• **REQUIRED WORK**
Read through the lines below for the string "ibflex" and copy each one that has it.

(Stored data)

········

PR #735, opened 2024-05-13
Issue a warning on non-null optimization context

motus:


bpkroth (approved):
Discussed offline.  Feels a little bit like a no-op atm, but doesn't hurt anything, so its fine.

PR #49, opened 2026-01-16
Patch ibflex pydantic models to ignore extra fields

vroonhof:
### Motivation
- Interactive Brokers/ibflex sometimes adds new fields to Flex XMLs which cause strict pydantic models in `ibflex` to raise parsing errors; the goal is to make parsing tolerant to extra fields. 

### Description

········

• **THE COMPLETED TASK**
Patch ibflex pydantic models to ignore extra fields
- Interactive Brokers/ibflex sometimes adds new fields to Flex XMLs which cause strict pydantic models in `ibflex` to raise parsing errors; the goal is to make parsing tolerant to extra fields. 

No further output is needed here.